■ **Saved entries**
PR #896, opened 2021-03-06
Let Style objects inherit from ProtoM21Object

jacobtylerwalls:
```
>>> from music21 import style
>>> s = style.Style()
>>> if 'Style' in s.classes:
...    print('make toast')
... 
AttributeError: 'Style' object has no attribute 'classes'
```


mscuthbert:
Thanks!

PR #897, opened 2021-03-06
Restore two coreElementsChanged() calls

jacobtylerwalls:
Restore two calls removed in #803
- flattenUnnecessaryVoices calls remove(), which calls coreElementsChanged, but remove() might need correct offsets when doing its work
- And activateVariants() just looks like a review comment was missed.


mscuthbert:
Thank you!

PR #898, opened 2021-03-07
Speed up elementOffset()

jacobtylerwalls:
Slightly slower for 'highestTime' but faster for everything else. musicXML parses 20% faster.

master
```
>>> timeit('s.elementOffset(n)',
setup='from music21 import note, stream;n = note.Note();s = stream.Stream([n])')
3.110492326
```

PR
```
>>> timeit('s.elementOffset(n)',
setup='from music21 import note, stream;n = note.Note();s = stream.Stream([n])')
0.410327549999991
```

### DIFF
--- a/music21/stream/base.py
+++ b/music21/stream/base.py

■ **Task objective**
Each line of the data that has the string "coreElementsChanged" should be returned.

■ **Task solution**
Restore two coreElementsChanged() calls
- flattenUnnecessaryVoices calls remove(), which calls coreElementsChanged, but remove() might need correct offsets when doing its work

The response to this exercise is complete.